In their study, Covi et al. classified patients into 3 different groups, according to pulse fluoroscopy rates of 15, 7.5, and 5 frames. All 3 groups were equivalent in terms of difficulty, duration, and complication rate of procedures. They showed that reducing the frame rate from 15 to 7.5 fps significantly reduced radiation dose without compromising on image quality. There were no significant differences in physician-perceived ability to complete the procedure or impact of frame rate on the procedural length.

Lamers et al. compared radiation doses during the standard imaging method and the new generation pediatric imaging method (10 fps) in their study, including 21 patients of less than 20 kg body weight undergoing PDA closure. Patient demographics, procedural technique, PDA dimensions, closure devices, and fluoroscopy time were similar for the 2 groups. Air kerma and DAP decreased by 65-70% by the new method (P values < .001).

Recently, Amdani et al. showed that it is possible to reduce radiation exposure by lowering the frame rate in children undergoing cardiac catheterization without compromising the efficacy and safety of catheterization. They reported that fluoroscopy time, contrast volume, and complication rates did not increase, while diagnostic image quality was maintained. Boudjemline applied a similar principle by reducing the frame rate from 7.5 to 4 fps during transcatheter atrial septal defect closure, while maintaining excellent clinical results. He argued that there was no increase in the median procedure and fluoroscopic times or complications.

Similarly, in our study, a significant decrease in air kerma and DAP levels was shown for diagnostic and interventional procedures.

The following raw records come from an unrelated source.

PR #14344, opened 2022-08-14
tests: e2e and integration share TickDuration constant

clarkfw:
As mentioned in https://github.com/etcd-io/etcd/pull/14304#discussion_r945192946, it would be a good idea to share the same `TickDuration` constant between `integration/cluster.go` and `e2e.go`, for the benefit of less duplication.

### DIFF
--- a/tests/framework/config/cluster.go
+++ b/tests/framework/config/cluster.go
@@ -14,12 +14,16 @@
 
 package config
 
+import "time"
+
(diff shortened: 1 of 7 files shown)


ahrtr (approved):
LGTM 

Thank you @clarkfw

spzala (approved):
lgtm
Thanks @clarkfw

Although the link between high levels of radiation exposure and cancer risk is unequivocal, translating the relatively low level of radiation exposure from pediatric cardiac catheterization into a demonstrably increased cancer risk is more challenging. There was no demonstrable increase in cancer risk or cancer-related mortality either in an initial study of 4891 children exposed to pediatric cardiac catheterization or a later study of the same cohort with up to 35 years of follow-up. A separate study of 674 patients who underwent cardiac catheterization as children between 1950 and 1970 did find a significantly increased risk of lymphoma.

Despite the difficulties in definitively proving an increased cancer risk after childhood radiation exposure, the theoretical possibility remains clear, as evidence for chromosomal damage has been seen immediately following cardiac catheterization.

Limitations

This single-institution, a retrospective study has several limitations. First, the air kerma and DAP doses reported here are directly reported from the X-ray system. It is important to understand that these measures reflect what is generated at the energy source and not necessarily what is actually absorbed by the patient. Effective dose and equivalent dose were not reported, but as simple logic, the reduction in generated radiation should be reflected as a reduction in both parameters.

Conclusion

In this study, we have demonstrated that by using the lowest possible fluoroscopy rate of 3.75 fps, the radiation dose can be significantly reduced during cardiac catheterization. This method effectively reduces the radiation dose, especially in diagnostic procedures where fluoroscopy is used extensively instead of cine angiography. Implementing this simple and effective radiation dose reduction protocol could minimize radiation's possible side effects, concomitantly increasing the safety of the patient and the health care provider without increasing the total fluoroscopy time and the amount of contrast.